◆ **WHAT YOU NEED TO DO**:
Extract each line holding the word "length" from the entries.

◆ **SUPPLIED INFORMATION**:
PR #4356, opened 2019-12-11
Add example to highlight regionprops_table

mkcor:
## Description

This PR addresses #4335 and follows up with conversation at #4346.

I hardly modified @jni's proposal. I included a slightly verbose description to contextualize and motivate the example. In the visualization, I used `jitter=0.2` instead of the default `jitter=True` to scatter the dots a tiny bit more.

## Checklist

  existing benchmark
- [ ] Unit tests

## For reviewers

  later.

### DIFF
--- a/doc/examples/segmentation/plot_regionprops_table.py
+++ b/doc/examples/segmentation/plot_regionprops_table.py
@@ -26,7 +26,7 @@ fractions = np.linspace(0.05, 0.5, 10)
 
 #####################################################################
 # 2D images
-# ========
+# =========
 
 images = [data.binary_blobs(volume_fraction=f) for f in fractions]
 
@@ -68,14 +68,13 @@ Python library dedicated to statistical data visualization) with argument
 sns_fig, sns_ax = plt.subplots()
 sns.stripplot(x='volume fraction', y='area', data=areas, jitter=True,
               ax=sns_ax)
-x_format = sns_ax.xaxis.get_major_formatter()
-x_format.seq = ['{:0.2f}'.format(float(s)) for s in x_format.seq]
-sns_ax.xaxis.set_major_formatter(x_format)
+# Fix floating point rendering
+sns_ax.set_xticklabels([f'{frac:.2f}' for frac in fractions])
 plt.show()
 
 #####################################################################
 # 3D images
-# ========
+# =========
 # Doing the same analysis in 3D, we find a much more dramatic behaviour: blobs
 # coalesce into a single, giant piece as the volume fraction crosses ~0.25.
 
@@ -98,8 +97,7 @@ blob_volumes = pd.concat(tables, axis=0)
 d3_fig, d3_ax = plt.subplots()
 sns.stripplot(x='volume fraction', y='area', data=blob_volumes, jitter=True,
               ax=d3_ax)
-x_format = d3_ax.xaxis.get_major_formatter()
-x_format.seq = ['{:0.2f}'.format(float(s)) for s in x_format.seq]
-d3_ax.xaxis.set_major_formatter(x_format)
 d3_ax.set_ylabel('blob size (3D)')
+# Fix floating point rendering
+d3_ax.set_xticklabels([f'{frac:.2f}' for frac in fractions])
 plt.show()
--- a/doc/examples/segmentation/plot_regionprops_table.py
+++ b/doc/examples/segmentation/plot_regionprops_table.py
@@ -1,10 +1,10 @@
 """
-=========================
-Tabulate areas of regions
-=========================
+===================================================
+Explore and visualize region properties with pandas
+===================================================
 
 This toy example shows how to compute the area of every labelled region in a
-series of 3D images. The blob-like regions are generated synthetically. As the
+series of 10 images. The blob-like regions are generated synthetically. As the
 fraction of image pixels covered by the blobs increases, the number of blobs
 (regions) decreases, and the size (area) of a single region can get larger and
 larger. The area values are available in a pandas-compatible format, which
@@ -16,15 +16,13 @@ Beyond area, many other region properties are available.
 import matplotlib.pyplot as plt
 import numpy as np
 import pandas as pd
-import seaborn as sns
 
 from skimage import data, measure
 
 
 fractions = np.linspace(0.05, 0.5, 10)
 
-images = [data.binary_blobs(length=128, n_dim=3, volume_fraction=f)
-          for f in fractions]
+images = [data.binary_blobs(volume_fraction=f) for f in fractions]
 
 labeled_images = [measure.label(image) for image in images]
 
@@ -39,8 +37,5 @@ for fraction, table in zip(fractions, tables):
 
 areas = pd.concat(tables, axis=0)
 
-ax = sns.stripplot(data=areas, x='volume fraction', y='area', jitter=0.2)
-x_format = ax.xaxis.get_major_formatter()
-x_format.seq = ["{:0.2f}".format(float(s)) for s in x_format.seq]
-ax.xaxis.set_major_formatter(x_format)
+areas.plot(x='volume fraction', y='area', kind='scatter')
 plt.show()
--- a/doc/examples/segmentation/plot_regionprops_table.py
+++ b/doc/examples/segmentation/plot_regionprops_table.py
@@ -50,3 +50,21 @@ ax1.imshow(images[0])
 ax2 = fig.add_subplot(222)
 ax2.imshow(images[-1])
 plt.show()
+
+"""
+In the scatterplot, many points seem to be overlapping at low area values.
+To get a better sense of the distribution, we may want to add some 'jitter'
+to the visualization. To this end, we import `seaborn`, the Python library
+dedicated to statistical data visualization, and use `stripplot` with
+argument `jitter=True`.
+"""
+
+import seaborn as sns
+
+sns_fig, sns_ax = plt.subplots()
+sns.stripplot(x='volume fraction', y='area', data=areas, jitter=True,
+              ax=sns_ax)
+x_format = sns_ax.xaxis.get_major_formatter()
+x_format.seq = ['{:0.2f}'.format(float(s)) for s in x_format.seq]
+sns_ax.xaxis.set_major_formatter(x_format)
+plt.show()
--- a/doc/examples/segmentation/plot_regionprops_table.py
+++ b/doc/examples/segmentation/plot_regionprops_table.py
@@ -1,0 +1,46 @@
+"""
+=========================
+Tabulate areas of regions
+=========================
+
+This toy example shows how to compute the area of every labelled region in a
+series of 3D images. The blob-like regions are generated synthetically. As the
+fraction of image pixels covered by the blobs increases, the number of blobs
+(regions) decreases, and the size (area) of a single region can get larger and
+larger. The area values are available in a pandas-compatible format, which
+makes for convenient data analysis and visualization.
+
+Beyond area, many other region properties are available.
+
+"""
+import matplotlib.pyplot as plt
+import numpy as np
+import pandas as pd
+import seaborn as sns
+
+from skimage import data, measure
+
+
+fractions = np.linspace(0.05, 0.5, 10)
+
+images = [data.binary_blobs(length=128, n_dim=3, volume_fraction=f)
+          for f in fractions]
+
+labeled_images = [measure.label(image) for image in images]
+
+properties = ['label', 'area']
+
+tables = [measure.regionprops_table(image, properties=properties)
+          for image in labeled_images]
+tables = [pd.DataFrame(table) for table in tables]
+
+for fraction, table in zip(fractions, tables):
+    table['volume fraction'] = fraction
+
+areas = pd.concat(tables, axis=0)
+
+ax = sns.stripplot(data=areas, x='volume fraction', y='area', jitter=0.2)
+x_format = ax.xaxis.get_major_formatter()
+x_format.seq = ["{:0.2f}".format(float(s)) for s in x_format.seq]
+ax.xaxis.set_major_formatter(x_format)
+plt.show()
--- a/doc/examples/segmentation/plot_regionprops_table.py
+++ b/doc/examples/segmentation/plot_regionprops_table.py
@@ -3,12 +3,13 @@
 Explore and visualize region properties with pandas
 ===================================================
 
-This toy example shows how to compute the area of every labelled region in a
-series of 10 images. The blob-like regions are generated synthetically. As the
-fraction of image pixels covered by the blobs increases, the number of blobs
-(regions) decreases, and the size (area) of a single region can get larger and
-larger. The area values are available in a pandas-compatible format, which
-makes for convenient data analysis and visualization.
+This toy example shows how to compute the size of every labelled region in a
+series of 10 images. We use 2D images and then 3D images. The blob-like
+regions are generated synthetically. As the volume fraction (i.e., number of
+pixels or voxels covered by the blobs) increases, the number of blobs
+(regions) decreases, and the size (area or volume) of a single region can get
+larger and larger. The area (size) values are available in a pandas-compatible
+format, which makes for convenient data analysis and visualization.
 
 Beyond area, many other region properties are available.
 
@@ -16,11 +17,17 @@ Beyond area, many other region properties are available.
 import matplotlib.pyplot as plt
 import numpy as np
 import pandas as pd
+import seaborn as sns
 
 from skimage import data, measure
 
 
 fractions = np.linspace(0.05, 0.5, 10)
+
+"""
+2D images
+---------
+"""
 
 images = [data.binary_blobs(volume_fraction=f) for f in fractions]
 
@@ -54,12 +61,10 @@ plt.show()
 """
 In the scatterplot, many points seem to be overlapping at low area values.
 To get a better sense of the distribution, we may want to add some 'jitter'
-to the visualization. To this end, we import `seaborn`, the Python library
-dedicated to statistical data visualization, and use `stripplot` with
-argument `jitter=True`.
+to the visualization. To this end, we use `stripplot` (from `seaborn`, the
+Python library dedicated to statistical data visualization) with argument
+`jitter=True`.
 """
-
-import seaborn as sns
 
 sns_fig, sns_ax = plt.subplots()
 sns.stripplot(x='volume fraction', y='area', data=areas, jitter=True,
@@ -67,4 +72,34 @@ sns.stripplot(x='volume fraction', y='area', data=areas, jitter=True,
 x_format = sns_ax.xaxis.get_major_formatter()
 x_format.seq = ['{:0.2f}'.format(float(s)) for s in x_format.seq]
 sns_ax.xaxis.set_major_formatter(x_format)
+plt.show()
+
+"""
+3D images
+---------
+"""
+
+images = [data.binary_blobs(length=128, n_dim=3, volume_fraction=f)
+          for f in fractions]
+
+labeled_images = [measure.label(image) for image in images]
+
+properties = ['label', 'area']
+
+tables = [measure.regionprops_table(image, properties=properties)
+          for image in labeled_images]
+tables = [pd.DataFrame(table) for table in tables]
+
+for fraction, table in zip(fractions, tables):
+    table['volume fraction'] = fraction
+
+blob_volumes = pd.concat(tables, axis=0)
+
+d3_fig, d3_ax = plt.subplots()
+sns.stripplot(x='volume fraction', y='area', data=blob_volumes, jitter=True,
+              ax=d3_ax)
+x_format = d3_ax.xaxis.get_major_formatter()
+x_format.seq = ['{:0.2f}'.format(float(s)) for s in x_format.seq]
+d3_ax.xaxis.set_major_formatter(x_format)
+d3_ax.set_ylabel('blob size (3D)')
 plt.show()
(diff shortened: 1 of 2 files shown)


doc/examples/segmentation/plot_regionprops_table.py
```diff
@@ -0,0 +1,46 @@
+"""
+=========================
+Tabulate areas of regions
```
emmanuelle: Maybe a more generic title such as "Explore and visualize region properties with pandas"?

emmanuelle:
Great example, thank you very much! I just left a comment about the title. I also wonder (and this is also a question for @jni ) why the example uses 3d images and not 2d ones. As much as I love 3d, here we are hitting the problem that area means volume here in 3d, and it might be confusing. Should we use 2d instead?? Also, I played a bit with the different seaborn functions (`sns.violinplot`, `sns.boxplot`) and maybe the example can be even cooler with one of the fancy statistical charts. What do you think @mkcor @jni?

mkcor:
> Should we use 2d instead??

I thought about it, and suspected that @jni chose 3d images to please you!! Personally, I'm happy to get myself and future readers of the docs more acquainted with 3d images... But, minimally, I would need to replace "area" with "hyper-area" or "(hyper-)area" in the narrative parts.

Another advantage of using 2d images would be the weaker growth of "area(volume fraction)"... making for a finer visualization. I prefer keeping seaborn's jitter plot (as opposed to resorting to standard / rigorous statistical plots), because it's perfect at *giving a feeling* for the behaviour at play. In my understanding, the point of these toy examples (MWE) is neither to communicate quantitative results nor to introduce not-so-related tools... But maybe everyone in the scikit-image community knows what a violin plot is, I wouldn't know.

doc/examples/segmentation/plot_regionprops_table.py
mkcor: I'm okay generalizing to (all possible) region properties. With "tabulate" I meant to express "pandas" ;)
The only think about "Explore and visualize ... with pandas" is that I would expect the example not to depend on seaborn, but to use the matplotlib API via pandas:
```py
areas.plot(x='volume fraction', y='area', kind='scatter')
```
which results in a less fancy plot, but saves three lines of code, and looks more readable / powerful.

mkcor:
@emmanuelle The more I think about it, the more I think 2d images would be better-suited in this particular example.

mkcor:
Commit bdf2153 makes the example more to-the-point (i.e., showing the strengths of `_table`) and less distracting.

emmanuelle:
Thank you @mkcor. I agree that 2d is clearer and that we don't need seaborn here, just the plotting backend of pandas is fine. So :+1: from me. @jni can you review as well? Or someone else from @skimage/core?

doc/examples/segmentation/plot_regionprops_table.py
jni: I agree with self-contained, and maybe readable, but certainly not more powerful! =)

jni:
Hi @emmanuelle and @mkcor! Sorry for my silence, I had a busy weekend.

My example was 3D only because that is where I observed the effect that, beyond a threshold, you get a "giant" component (I noticed this while writing the napari blog post), which I thought was pretty interesting! It is *also* interesting that you don't get quite the same effect in 2D!

Looking at the example now, my feeling about 3D is that, if you're not going to show the image, you might as well use 3D, as the effect of a single giant component is more interesting than having some smattering of big segments, to me at least. Otherwise, if you prefer to keep 2D, I would show e.g. the label2rgb images of the lowest and highest volume fraction images. Having the images also has the advantage of showing the `ax=` parameter to pandas `.plot`, which is a nice advanced-ish usage of the matplotlib's object-oriented API. It is still [matplotlib appreciation day](https://twitter.com/ChelleGentemann/status/1206343689720803335), after all, in the US and Europe! ;)

Finally, I have a slight preference towards going back to seaborn for the plot. It makes a much snazzier plot, that is also useful (you get a better sense of how many points there are in each bucket). But I'm not set on that.

So, to summarise:

- Either use 3D, or use 2D but add images
- Use the `ax` keyword argument to create the plot.
- (optional) use seaborn for a snazzier plot

emmanuelle:
@jni percolation theory is cool :-).

doc/examples/segmentation/plot_regionprops_table.py
mkcor: @jni Sure, seaborn is much more powerful in absolute terms! What I had in mind was that we get to showcase the power of pandas' plotting backend *in addition to* (hence, more) its 'base' capabilities of manipulating tables.
In any case, I think we want to either reflect the example title ("Explore and visualize region properties with pandas") or change the title to reflect the example.

mkcor:
@jni Thank you for your thorough review! I see a correlation between (3D vs 2D with images) and (seaborn vs pandas' plotting backend): in the 3D case, since the highest values completely crush the lowest values, the jitter rendering is more critical to get a sense of these low-value buckets.

jni:
@mkcor imho the jitter is valuable in both cases: we are trying to display a distribution at a particular value, and an unjittered plot is a bad method to visualise a distribution.

@emmanuelle I was unaware that this theory had a name. Perhaps there is a paper to link to in the 3D example? =)

Another option is to extend the example to include *both* 2D and 3D, and show the best of all worlds. I think it can be pretty nice to have more extended examples that show you different ways of doing things...

mkcor:
If you double the length of a segment, the size of a corresponding square (2d) is multiplied by 4, while the size of a corresponding cube (3d) is multiplied by 8. The polynomial growth increases with the dimension. I'm happy to include both 2d and 3d in the example then.

mkcor:
> showing the `ax=` parameter to pandas `.plot`, which is a nice advanced-ish usage of the matplotlib's object-oriented API

@jni What do you think about:
subplots
from b6f302c?

Now adding seaborn and 3D.

mkcor:
> Hello @mkcor! Thanks for updating this PR. We checked the lines you've touched for PEP 8 issues, and found:

Wow! I'm impressed. I thought it made more sense in our (notebook-style) narrative to import `seaborn` only at some point... But I'll comply.

mkcor:
Not sure what the CI fail is about... 🤔
@jni please review again 🙏

doc/examples/segmentation/plot_regionprops_table.py
```diff
@@ -0,0 +1,105 @@
...
+Python library dedicated to statistical data visualization) with argument
+`jitter=True`.
+"""
+
+sns_fig, sns_ax = plt.subplots()
+sns.stripplot(x='volume fraction', y='area', data=areas, jitter=True,
+              ax=sns_ax)
+x_format = sns_ax.xaxis.get_major_formatter()
+x_format.seq = ['{:0.2f}'.format(float(s)) for s in x_format.seq]
+sns_ax.xaxis.set_major_formatter(x_format)
```
jni: I'd replace these three lines with a single matplotlib call, together with an explanatory comment:

```python
# small fix for floating point rendering
sns_ax.set_xticklabels([f'{fract:.2f}' for fract in fractions])
```

jni: And same below of course

doc/examples/segmentation/plot_regionprops_table.py
```diff
@@ -0,0 +1,105 @@
...
+plt.show()
+
+"""
+3D images
+---------
+"""
```
jni: I think this syntax no longer works in sphinx-gallery, and this needs to be a comment (see other examples), but @emmanuelle knows best... Personally I like this better, if it works!

Finally, I would add a paragraph to 3D: "Doing the same analysis in 3D, we find a completely different behavior, with blobs coalescing into a single, giant component as the volume fraction crosses ~0.25."

Otherwise, I really like how you've incorporated both pandas and seaborn plotting into the example! 🎉

doc/examples/segmentation/plot_regionprops_table.py
```diff
@@ -0,0 +1,105 @@
...
+
+# Divide the figure into a 2x1 grid
+fig, (im, ax) = plt.subplots(2, 1)
+# Turn off axes for top subplot
+im.axis('off')
+# Plot area vs volume fraction
+areas.plot(x='volume fraction', y='area', kind='scatter', ax=ax)
+# Show image with lowest volume fraction
+ax1 = fig.add_subplot(221)
+ax1.imshow(images[0])
```
jni: Since we are going with percolation theory, how about making black holes on a white background?

```suggestion
ax1.imshow(images[0], cmap='gray_r')
ax1.set_axis_off()
ax1.suptitle(f'fraction {fractions[0]}')
```

Same below.

mkcor: Love it! What did you mean by `suptitle` though (`AttributeError: 'AxesSubplot' object has no attribute 'suptitle'`)? I'll replace it with `set_title` unless you notify me otherwise.

doc/examples/segmentation/plot_regionprops_table.py
mkcor: > I think this syntax no longer works in sphinx-gallery, and this needs to be a comment (see other examples), but @emmanuelle knows best... Personally I like this better, if it works!

Ok, I have found Markdown in between code at https://scikit-image.org/docs/dev/auto_examples/developers/plot_max_tree.html; will use this comment-like syntax then.

mkcor: Done in c747775.

> "Doing the same analysis in 3D, we find a completely different behavior

It's not obvious to me (judging only from this example) that it would be _qualitatively_ (and, hence, completely) different... Some kind of phase transition would need to be evidenced for me to call it a "completely different behaviour." So I've described it as "much more dramatic," to stay of the safe side.

doc/examples/segmentation/plot_regionprops_table.py
mkcor: Done in a61e812.

doc/examples/segmentation/plot_regionprops_table.py
mkcor: Done in 654d47f.

mkcor:
@jni Thank you! I think I've gone through all your comments (and I thought of using https://help.github.com/en/github/committing-changes-to-your-project/creating-a-commit-with-multiple-authors in the last two commits). ;)

doc/examples/segmentation/plot_regionprops_table.py
```diff
@@ -0,0 +1,107 @@
...
+ax2.set_title(f'fraction {fractions[-1]}')
+plt.show()
+
+"""
+In the scatterplot, many points seem to be overlapping at low area values.
+To get a better sense of the distribution, we may want to add some 'jitter'
+to the visualization. To this end, we use `stripplot` (from `seaborn`, the
+Python library dedicated to statistical data visualization) with argument
+`jitter=True`.
+"""
```
jni: This also needs to be a comment.

doc/examples/segmentation/plot_regionprops_table.py
```diff
@@ -0,0 +1,107 @@
...
+              ax=sns_ax)
+# Fix floating point rendering
+sns_ax.set_xticklabels([f'{frac:.2f}' for frac in fractions])
+plt.show()
+
+#####################################################################
+# 3D images
+# =========
+# Doing the same analysis in 3D, we find a much more dramatic behaviour: blobs
+# coalesce into a single, giant piece as the volume fraction crosses ~0.25.
```
jni: I still would call it a phase transition, but your wording is totally fine by me. Perhaps @emmanuelle has the definitive answer? Is it normally called a phase transition in this context?

jni:
@mkcor btw the multiple authors use thing is amazing, I think this is the first explicit use of that feature in the history of the project! (cherry-pick does something like this automatically.)

The macOS Travis failures are not related to this PR.

doc/examples/segmentation/plot_regionprops_table.py
mkcor: I do believe that there is a phase transition here. But to assert it, we would need (at the very least) to do some modelling (e.g., regression), in order to measure (estimate) either the sharp slope change or some power law exponent. So it's not that writing "phase transition" or "completely different behaviour" would be inaccurate -- it may very well be accurate. But for the example to make sense (and be self-contained), if we were to write that, we would need to either derive it, or point to a reference (and not just a general reference, I believe, but one that smoothly connects this toy example to a derivation of some critical volume fraction...).

doc/examples/segmentation/plot_regionprops_table.py
mkcor: Oops! Fixed in d1b9933.

doc/examples/segmentation/plot_regionprops_table.py
```diff
@@ -0,0 +1,106 @@
+"""
+===================================================
+Explore and visualize region properties with pandas
+===================================================
+
+This toy example shows how to compute the size of every labelled region in a
+series of 10 images. We use 2D images and then 3D images. The blob-like
+regions are generated synthetically. As the volume fraction (i.e., number of
```
soupault:
```suggestion
regions are generated synthetically. As the volume fraction (i.e., ratio of
```

doc/examples/segmentation/plot_regionprops_table.py
```diff
@@ -0,0 +1,106 @@
...
+pixels or voxels covered by the blobs) increases, the number of blobs
+(regions) decreases, and the size (area or volume) of a single region can get
```
soupault:
```suggestion
(regions) decreases, and the size (area or volume) of a single region gets
```

doc/examples/segmentation/plot_regionprops_table.py
```diff
@@ -0,0 +1,106 @@
...
+larger and larger. The area (size) values are available in a pandas-compatible
+format, which makes for convenient data analysis and visualization.
```
soupault:
```suggestion
format, which makes subsequent data analysis and visualization convenient.
```

doc/examples/segmentation/plot_regionprops_table.py
```diff
@@ -0,0 +1,106 @@
...
+
+Beyond area, many other region properties are available.
```
soupault:
```suggestion
Besides area, many other region properties are available.
```

doc/examples/segmentation/plot_regionprops_table.py
```diff
@@ -0,0 +1,106 @@
...
+areas = pd.concat(tables, axis=0)
+
+# Divide the figure into a 2x1 grid
+fig, (im, ax) = plt.subplots(2, 1)
+# Turn off axes for top subplot
+im.axis('off')
+# Plot area vs volume fraction
+areas.plot(x='volume fraction', y='area', kind='scatter', ax=ax)
+# Show image with lowest volume fraction
+ax1 = fig.add_subplot(221)
```
soupault: It is a bit confusing that you are using two different ways of allocating the subplots: `fig, (im, ax) = plt.subplots(2, 1)` and `ax1 = fig.add_subplot(221)`. `plt.subplots` could be used solely, see https://github.com/scikit-image/scikit-image/blob/master/doc/examples/numpy_operations/plot_view_as_blocks.py#L46-L52 for the example.

doc/examples/segmentation/plot_regionprops_table.py
```diff
@@ -0,0 +1,106 @@
...
+tables = [measure.regionprops_table(image, properties=properties)
+          for image in labeled_images]
+tables = [pd.DataFrame(table) for table in tables]
+
+for fraction, table in zip(fractions, tables):
+    table['volume fraction'] = fraction
+
+blob_volumes = pd.concat(tables, axis=0)
+
+d3_fig, d3_ax = plt.subplots()
```
soupault: Consider using the same variable names: `fig, ax = plt.subplots()`.

requirements/docs.txt
```diff
@@ -10,3 +10,5 @@ matplotlib>=3.0.1
 dask[array]>=0.15.0
 # cloudpickle is necessary to provide the 'processes' scheduler for dask
 cloudpickle>=0.2.1
+pandas
+seaborn
```
soupault: Please, specify some minimal version here, similar to another PR of yours.

soupault:
I've made some stylistic suggestions, otherwise :+1: . Thank you!

doc/examples/segmentation/plot_regionprops_table.py
mkcor: I would actually keep the probabilistic touch.

doc/examples/segmentation/plot_regionprops_table.py
mkcor: I thought it was better to distinguish between all the `fig` and `ax` objects but, now that you point it out, I realize that possible styling additions (by calling methods of these objects) would take place within the same code cell (say, running in a Jupyter notebook) so there should be no confusion...

soupault: As it goes so far, the examples are made of one or multiple sections (≈ cells), each of which is logically ended up with `plt.plot()` call. So I'd say that your hypothetic scenario is unlikely.

I personally believe that clarity is the metric we should "optimize" the examples for. :)

mkcor: I agree with you. Thanks.

mkcor: Fixed in ae3e04c775acc973b8c59d42b557bda358b6181a.

doc/examples/segmentation/plot_regionprops_table.py
mkcor: I don't find the suggested change better than the original...

requirements/docs.txt
mkcor: Fixed in 7f9a303c5d6a61f8611de4c3d67caa59c7d0e573. Too bad the NEP 29 script didn't work out of the box for `pandas`, because it has old versions such as `'0.2b1'` and `'2beta'`!

doc/examples/segmentation/plot_regionprops_table.py
mkcor: I didn't know of the `ravel` method, thanks. If I start with a 2x2 grid of subplots, I don't know how to 'merge' the bottom subplots to get this rendering:
add_subplot
Using
```py
fig, axes = plt.subplots(2, 2)
ax = axes.ravel()
# Plot area vs volume fraction
areas.plot(x='volume fraction', y='area', kind='scatter', ax=ax[2])
# Show image with lowest volume fraction
ax[0].axis('off')
ax[0] = fig.add_subplot(221)
ax[0].imshow(images[0], cmap='gray_r')
ax[0].set_axis_off()
ax[0].set_title(f'fraction {fractions[0]}')
# Show image with highest volume fraction
ax[1].axis('off')
ax[1] = fig.add_subplot(222)
ax[1].imshow(images[-1], cmap='gray_r')
ax[1].set_axis_off()
ax[1].set_title(f'fraction {fractions[-1]}')
plt.show()
```
I get
ravel
... as expected. Morally, I would like to express (in quotes) `areas.plot(x='volume fraction', y='area', kind='scatter', "ax=ax[2] + ax[3]")`: Do you know how to achieve this?

doc/examples/segmentation/plot_regionprops_table.py
jni: I don't think we need to prove that it's a phase transition. We are not publishing a scientific paper, just illustrating a few scientific ideas. People who need the proof can go read the scientific literature.

doc/examples/segmentation/plot_regionprops_table.py
jni: @mkcor I think the canonical way is to use gridspec: https://matplotlib.org/3.1.1/tutorials/intermediate/gridspec.html

I don't know of a way to use `plt.subplots` and then join two plots. I don't think that exists. Having said that, I dislike the `add_subplot(221)` syntax and prefer to use `add_subplot(2, 2, 1)` if necessary. ;)

soupault: I think GridSpec is the way to go. It is unlikely that we can merge subplots after `.subplots` call 🙂 .

doc/examples/segmentation/plot_regionprops_table.py
soupault: If it is a correct English, I am more than happy to keep your version :).

mkcor: Here's a reference for you: https://www.collinsdictionary.com/dictionary/english/make-for ;)

doc/examples/segmentation/plot_regionprops_table.py
soupault: Here is an amazing recent post in matplotlib blog, btw - https://matplotlib.org/matplotblog/posts/an-inquiry-into-matplotlib-figures/ .

mkcor: Thank you, @soupault and @jni! Done in e6ed72a38ed22abf27cbe3e6dbee7fed3be9741b. I confess that I followed https://jakevdp.github.io/PythonDataScienceHandbook/04.08-multiple-subplots.html, not just because I :heart: @jakevdp, but also to save an extra import.

doc/examples/segmentation/plot_regionprops_table.py
emmanuelle: You can add a sentence here saying "This corresponds to the percolation threshold in statistical physics and graph theory" and link to https://en.wikipedia.org/wiki/Percolation_threshold. No need to say more, most people probably don't care :-).

mkcor: Love it! Done in 73acfbe51a56be0a3e1d687c5090815923890768.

◆ **SOLUTION TO THE PROBLEM**:
-images = [data.binary_blobs(length=128, n_dim=3, volume_fraction=f)
+images = [data.binary_blobs(length=128, n_dim=3, volume_fraction=f)
+images = [data.binary_blobs(length=128, n_dim=3, volume_fraction=f)
If you double the length of a segment, the size of a corresponding square (2d) is multiplied by 4, while the size of a corresponding cube (3d) is multiplied by 8. The polynomial growth increases with the dimension. I'm happy to include both 2d and 3d in the example then.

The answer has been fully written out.